→ Task instructions
What lines of the data below hold "Binds"? Show them.

═════ Records for this exercise ═════

PR #393, opened 2022-08-01
Controller Support

### LINKED ISSUE #375: Controller Support
Controller Support is a highly recommended feature request made previously. It’s great feature to add for those who prefer controllers over keyboards/mouse.

Add controller support

**Additional context**
Support for the following:
- [ ] Xbox Controller

Litorom:
Controller Support:

Current Binds
- A = Attack/Select
- B = Back
- X = Inventory
- Y = Craft
- Menu/Start = Pause
- Joystick/DPad = Movement
- DPad (Menus) = Entry Movement

Tested Controllers:

- Xbox

(Binds may change especially with Quest additions and additional keybinds)
closes #375

### DIFF
--- a/build.gradle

═════

→ Solution
Current Binds
(Binds may change especially with Quest additions and additional keybinds)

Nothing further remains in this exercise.